Der Beitritt ist schriftlich zu erklären. Allen Beitrittswilligen sind vor Abgabe der Beitrittserklärung eine Satzung und eine Beitragsordnung bekanntzugeben und auf Wunsch nach Beitritt auszuhändigen. Der Vorstand kann den Beitritt verweigern. Widerspricht der Vorstand dem Aufnahmeantrag eines Beitrittswilligen nicht innerhalb von sechs Wochen, so gilt die Mitgliedschaft als bestätigt.

 

§  5 Beendigung der Mitgliedschaft

(1) Die Mitgliedschaft endet durch freiwilligen Austritt, Ausschluß, Streichung von der Mitgliederliste oder durch Tod.

(2) Der Austritt ist nur zum Ende eines jeden Geschäftsjahres möglich. Er ist mit einer Kündigungsfrist von einem Monat vor Ablauf des jeweiligen Geschäftsjahres per Einschreiben gegenüber dem Vorstand zu erklären.
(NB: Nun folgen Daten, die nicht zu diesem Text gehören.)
Issue #365, opened 2024-06-10
Removal of the *charge* portion of the economic model 


ureeves:
#### Summary

In the streamlining of the economic protocol described in https://github.com/dusk-network/rusk/issues/1644, we've decided to do away with the charging portion, and as such we need to remove such functionality here as well.

#### Detailed Description (optional)

By merging #363 we introduced a charging component, recognized by the ABI, and formalized into an enum:

https://github.com/dusk-network/piecrust/blob/8502e9e1ce0a689a04e7992b12e36a6b0c27176c/piecrust-uplink/src/types.rs#L162-L169  

We would like to remove the `Charge` variant, and any code relevant to it. This will mean slight changes in the ABI, particularly in which modes are recognized. The `set_charge` function should also be removed.

PR #366, opened 2024-06-11
Removal of the 'charge' portion of the Economic Model scenario 3

miloszm:
Removal of the 'charge' portion of the Economic Model scenario 3

Implements issue #365


ureeves (approved):
LGTM

PR #370, opened 2024-07-01
Price event bytes at the same rate as storage

### LINKED ISSUE #359: Pricing strategy for Host Functions and Storage

ureeves:
This PR introduces a cost to event emission proportional to the amount of bytes emitted, and at the same rate as a storage instruction. The rationale is that, while nodes are not necessarily required by protocol to hold this data like normal storage, it is still crucial data to hold for external applications, and contracts should be discouraged from emitting events that are "too large".

Hence, a payment at the same rate of storage seems appropriate for now. We may always choose to fine-tune this in a future protocol upgrade.

This should be the final round of pricing PRs, as I can't see the sense in pricing any other WebAssembly import offered to the contracts.

Resolves #359

### DIFF
--- a/contracts/eventer/src/lib.rs
+++ b/contracts/eventer/src/lib.rs
@@ -8,6 +8,9 @@
 
 #![no_std]
 
+extern crate alloc;
+use alloc::vec::Vec;
+
 use piecrust_uplink as uplink;
 
 /// Struct that describes the state of the eventer contract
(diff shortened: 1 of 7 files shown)


ureeves:
> LGTM
> 
> Just to clarify, events are supposed to be stored in RocksDB for archival nodes and not as part of the smart contract storage, correct?
> 
> If this is the case, I believe we should consider incentivizing the use of events over storing data directly on the contract by making the price lower from the start.
> 
> Encouraging the use of events early on would help with reducing state bloat due to it being a cheaper option for certain use cases.

The lowest we're getting event storage is not pricing the `emit` import at all and just relying on the fact that the contract has to write to the argument buffer - using storage instructions.

To be honest, if I look at all of this, prices are pretty low regardless of the choice. It's just the relative value that's important.

fed-franz (approved):
LGTM

Issue #375, opened 2024-07-26
Add `impl PartialEq<[u8; 32]> for ContractId`


ureeves:
#### Summary

Implementing the `PartialEq` trait, and its permutations, for `[u8; 32]` and `ContractId` will allow for downstream comparisons that now have to go through the `ContractId::to_bytes` or `ContractId::from_bytes` functions to be much more concise and easy to read. 

#### Possible Solution (optional)

```rust
impl PartialEq<[u8; 32]> for ContractId
impl PartialEq<ContractId> for [u8; 32] // if possible
// to consider
impl<'a, 'b> PartialEq<&'b [u8; 32]> for &'a ContractId
impl<'a> PartialEq<[u8; 32]> for &'a ContractId
// ...
```

PR #376, opened 2024-07-29
uplink: add `impl PartialEq<[u8; 32]> for ContractId`

ureeves:
According to the [cross crate considerations](https://doc.rust-lang.org/std/cmp/trait.PartialEq.html#cross-crate-considerations) of the Rust documentation, one should only implement `PartialEq` for local types, and not for foreign types.

As for implementing it on references... `PartialEq` already takes both operands by reference, making these implementations useless in practice.

Resolves: #375


HDauven (approved):
LGTM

(3) Ein Mitglied kann aus dem Verein ausgeschlossen werden, wenn es gegen die Satzung oder das Ansehen des Vereins bzw. seine Mitglieder gröblich verstoßen hat. Über den Ausschluß entscheidet der Vorstand schriftlich unter Angabe von Gründen nach vorheriger Anhörung des Mitgliedes. Das Mitglied hat das Recht, gegen die Ausschlußentscheidung des Vorstandes binnen eines Monats nach Zugang schriftlich Widerspruch beim Vorstand einzulegen. Über den Widerspruch entscheidet dann die nächste Mitgliederversammlung.
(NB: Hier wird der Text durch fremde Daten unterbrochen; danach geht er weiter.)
PR #380, opened 2024-08-21
Fix behavior on calling non-existent contracts

ureeves:
The path when a contract calls another contract which does not exist was not handled, and would lead to a panic of the entire execution when it does. This PR fixes this by introducing a new error path in the `c` import that *does not* revert, and a new `ContractError::DoesNotExist` variant.

### DIFF
--- a/contracts/double_counter/src/lib.rs
+++ b/contracts/double_counter/src/lib.rs
@@ -10,6 +10,7 @@
 #![no_std]
 
 use piecrust_uplink as uplink;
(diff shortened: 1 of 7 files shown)


miloszm (approved):
Tested it, it fixes the issue

HDauven (approved):
Very interesting. I seem to recall there being handling for this but it's good that we have a test now. 👍

If we can come up with more edge cases to test, even better. :smile:

PR #381, opened 2024-08-21
Change constructor to init(ializer)

Neotamandua:
The reasons for this change are mainly to improve consistency and also to correctly refer to the init function in the ContractDataBuilder.

Also, my understanding is that the init function is a generic function that is run once during deployment to execute any initialization logic. This implies to me that it can either execute init logic, including initializing data within a contract, but it does not construct the contract, an object, or the state (which already exists after compilation through the static mut STATE in most contracts).

I have also changed the naming within the example contracts. I initially suggested changing constructor_arg to initializer_arg, but opted for init_arg to avoid the z & s ambiguity in UK vs US English.


contracts/Cargo.toml
```diff
@@ -3,11 +3,11 @@ members = [
     "box",
     "c-example",
     "callcenter",
-    "constructor",
+    "initializer",
```
HDauven, line 6: It is pretty amusing you mention the 'z', 's' ambiguity but end up having to use it here, haha.

HDauven (approved):
LGTM, but I would wait for @ureeves or @miloszm to also give their blessing.

ureeves (approved):
Always good to disambiguate! LGTM

contracts/Cargo.toml
ureeves: Hey, he likes it the American way as opposed to the British one. Can't say I blame him. 🤪

PR #382, opened 2024-09-04
Add additional "raw" calls

ureeves:
This PR adds two other "raw" calls in `piecrust-uplink`, meant to allow the user to perform their own custom serialization in contract. `emit_raw` and `feed_raw` make sure that any serialization that the contract developer wishes to use is supported, as opposed to only `rkyv`, in the same way as `call` and `call_raw` already work.


herr-seppia (approved):
LGTM

PR #490, opened 2022-04-06
[FEAT] Banking Withdraw Split Modal

adamhannigan:
# Description

This PR splits the withdraw functionality into a token and a items workflow. It makes the UX a bit clearer.

**Excludes**

UI tidying. It is still quite messy and will need to be addressed before we turn it on for the masses

Screen Shot 2022-04-06 at 1 57 01 pm


InuBakaBo:
Should put a little note to sync before you withdraw, and also after you withdraw. Or do you only need to sync once?

PR #516, opened 2022-04-10
[FEAT] Blacklist visited farms

adamhannigan:
# Description

This change ensures that when you visit a blacklisted farm, it will display as blacklisted


Z1kou:
Suggestion : adding rain effect when visiting blacklisted farms which is not necessarily needed but it will serve as a visual queue that the farm visited is blacklisted which a lot of people need 😅

Rofrtd:
I think @rickfurt was working on some sort of rain implementation!

rickfurt:
I think for blacklisted farms we could display something a bit more clear to show as blacklisted. I can work into some other visual that could be applied to. 

Like black clouds floating all over the farm or something else.

The rain effect was actually for the halving. Also I wanted to implement some sort of weather and day and night cycles for the game, although still having figured out a good way of doing it, but working on it.

Pranav-yadav:
> The black ominous clouds would be easier to implement, just need the assets

💯 Let's scare 'em 💀

adamhannigan:
Closing PR for a graphical + gameplay implementation

PR #539, opened 2022-04-13
[FEAT] Add Time Left Panel in Resources (On-Hover)

tiffanydys:
# Description
- Added `TimeLeftPanel` component
- Applied component to the following resources:
     - Trees
     - Stone
     - Iron
     - Gold 

## Type of change

# How Has This Been Tested?
`yarn test`
Screen Shot 2022-04-14 at 2 04 11 AM
`yarn dev`
Wood:
Screen Shot 2022-04-14 at 1 48 55 AM
Stone:
Screen Shot 2022-04-14 at 1 48 25 AM
Iron:
Screen Shot 2022-04-14 at 1 48 17 AM
Gold:
Screen Shot 2022-04-14 at 1 52 32 AM

# Checklist:


ahh1539:
Great change IMO. I think it's natural to add this if it's already done for crops.

adamhannigan:
@tiffanydys Great initiative 👏 

One concern is that every resource is going to be re-rendering every second. This could cause some unexpected lag especially while we scale.

I wonder if we could move the 1 second interval + update into the `TimeLeftPanel` itself. That way we only trigger updates and calculate time while the panel is actually visible.

1. User hovers tree
2. Panel is rendered and begins the interval
3. User "unhovers"
4. Panel removes the interval

What are your thoughts?

j923sneaks:
Like in `Soil.tsx` Can we not also pass the existing `timeLeft` prop to the Panel component? 

If the re-rendering is the issue then maybe the timers themselves need to be reworked. the computation for `timeLeft` and `percentage` always update anyways

tiffanydys:
> @tiffanydys Great initiative 👏 
> 
> 
> 
> One concern is that every resource is going to be re-rendering every second. This could cause some unexpected lag especially while we scale.
> 
> 
> 
> I wonder if we could move the 1 second interval + update into the `TimeLeftPanel` itself. That way we only trigger updates and calculate time while the panel is actually visible.
> 
> 
> 
> 1. User hovers tree
> 
> 2. Panel is rendered and begins the interval
> 
> 3. User "unhovers"
> 
> 4. Panel removes the interval
> 
> 
> 
> What are your thoughts?

Yup agreed. Might also want to detect if timeLeft is less than 60 minutes so that we only start the interval timer when it displays the seconds left on the Panel.

tiffanydys:
> Like in `Soil.tsx` Can we not also pass the existing `timeLeft` prop to the Panel component?
> 
> If the re-rendering is the issue then maybe the timers themselves need to be reworked. the computation for `timeLeft` and `percentage` always update anyways

Yeah I think the timers do need a rework. Might probably work on that in another PR though, or if anybody wants to get it ✌🏻😄

adamhannigan:
@tiffanydys Code looks good. I just need to test it on a few different devices. For transparency, it may take me a couple days before I can merge this in <3

tiffanydys:
> @tiffanydys Code looks good. I just need to test it on a few different devices. For transparency, it may take me a couple days before I can merge this in ❤️ Apologies for the delay

Hi adam 👋 
No worries, take your time 😉

adamhannigan (approved):
Awesome work @tiffanydys 

This is a great UX improvement 🤗

PR #553, opened 2022-04-15
[CHORE] Remove underlines from UI

adamhannigan:
# Description

Remove underline since it is not a link


aayusharyan:
Ohhh, I was also about to make this change. 😅

Issue #592, opened 2022-04-18
[PROPOSAL]  DECORATION RANK


SrCouve:
I think the concept of decorative NFTS is cool, but I think it would be interesting to add a decoration rank, where each NFT would give a score (Based on its scarcity and  mint price) and depending on your rank position you would earn a certain amount of SFL (Daily , weekly or monthly) to avoid abusing this system when you wanted your nft to score in that rank you would choose a "hold" option where it would only be withdrawn after the rank score deadline, I think it would be a system cool to encourage the purchase of cosmetic Nfts and gives functionality to them, even Nfts with utilities could enter this rank 

I believe it would be a very interesting mechanic to bring competitiveness to the game, we could also add a new NPC in the city, which would be where we would see the farms of the rank and we could visit them directly by clicking on the rank,
in addition to stimulating trade and the creation of decorative NFTS, it would also stimulate interaction between players, making it more meaningful to visit other farms

adamhannigan:
Some great ideas. Let's continue the chat over in #607

PR #607, opened 2022-04-19
[FIX] Open Sea Bunny Decimal Point Values

adamhannigan:
# Description

When a value has 0 decimal points we need to specify 0, instead of 1.

Using 1 signifies that 1 token would equal = 0.1


RogGarcia:
Hi, I'm not very used to the way github works (I came here because of a comment from Adam), but I would like to mention two proposals regarding decorative items and their extended function in the game mechanics. I hope they contribute to a more engaged gameplay:
https://github.com/sunflower-land/sunflower-land/issues/609
https://github.com/sunflower-land/sunflower-land/issues/592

(4) Ein Mitglied kann durch Beschluß des Vorstands von der Mitgliederliste gestrichen werden, wenn es trotz zweimaliger schriftlicher Ermahnung mit der Zahlung von Mitgliedsbeiträgen im Rückstand ist. Die Streichung darf erst beschlossen werden, wenn nach Absenden der zweiten Mahnung mindestens zwei Monate verstrichen sind und in dieser Mahnung die Streichung angedroht worden ist.

(5) Nach Beendigung der Mitgliedschaft erlöschen sämtliche Rechte und Pflichten gegenüber dem Verein. Das gilt nicht für etwaige Haftpflichtansprüche nach § 15 der Satzung. Gleichzeitig ist das ehemalige Mitglied automatisch aller bekleideten Ämter innerhalb des Vereins enthoben.

 

§  6 Rechte und Pflichten der Mitglieder

Die Vereinsmitgliedschaft berechtigt das Mitglied, sich vom Verein gem. der Vereinssatzung beraten zu lassen. Das Mitglied ist verpflichtet, alle für die Beratung erforderlichen Unterlagen dem Verein auszuhändigen und Auskünfte zu erteilen.

Jedes Mitglied kann stimmberechtigt an der Mitgliederversammlung teilnehmen.  Die Mitgliedschaft und die Stimmberechtigung sind nicht übertragbar.

Das Mitglied ist zur Beitragszahlung im Rahmen von § 7 verpflichtet.

Ein Anspruch auf Ausschüttung des Vereinsvermögens besteht nicht.

 

§  7 Mitgliedsbeitrag

(1) Es wird ein einheitlicher Jahres-Mitgliedsbeitrag erhoben.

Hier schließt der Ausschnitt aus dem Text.